During the recovery, I actually “declared” the recovery at the red point to be at the end because no data had been recovered in about 18 hours. I copied off the image and log tile for analysis on another machine while the recovery continued on the recovery box. This determination proved to be wrong, so I later used ddrescue logs to update the recovery image with the new sectors that had been recovered (totalling 19kB) which helped save a few corrupted files.
As this was still a long way from 0kB of remaining data to recover, I don’t think it would have ever been worth waiting for it to finish. I would have needed to wait another 426 days from the end assuming the trend still holds. Of course, such a trend is likely to be different depending on the drive, the cause of the failure to access the data, etc. It’s probably the case that the data was recorded fine, but the heads (and associated circuitry) may have been damaged just enough to reduce the read channel margin to the point that data read-back is intermittent. The right combination of conditions (e.g. fly height, temperature, atmospheric pressure, track misalignment/wobble, platter wobble) may come together “by pure chance” to create a positive readback once every n attempts.

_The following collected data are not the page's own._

PR #5568, opened 2015-07-24
Token chaining improvements

TFleury:


sebastienros:
Can you add some unit tests? At least so that we can understand what the change is enabling. Thanks.

TFleury:
I Added tests for existing parameterized token method (`Token(Func<string, string> filter, Func<string, TData, object> tokenValue)`) which was not explicitly tested yet (but implicitly tested through `DateTokens` in `TestChainedTokens`), and for the newly created parameterized chain method.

A Western Digital GreenPower drive came in, and proved to be a very well behaved recovery patient. A majority of the drives’ data was returned, and the corrupted areas did not prove to be critical to parsing most of the filesystem and recovering most of the data that remained. A few files were corrupted, and detected, but this is much better than losing all of your data.
It does explain why having SMART enabled is not enough – many times the drive’s health based on thresholds may pass and appear to the system to be good, even though the drive is obviously having trouble. Paying keen attention to SMART attribute raw data will help identify the signs of a problematic hard drive prior to SMART raising flags.
The data recovery trends with retrying in phase 4 ddrescue recovery were interesting – a rapid portion spanning about 26 hours was followed by a much slower but consistent period of recovery. Such trends are likely to differ from drive to drive and case to case, but given the time-sensitive nature of many recovery tasks, having some idea of whether a significant amount of data is likely to be yielded or not in a timeframe could be useful in deciding when to throw in the towel because of diminishing returns.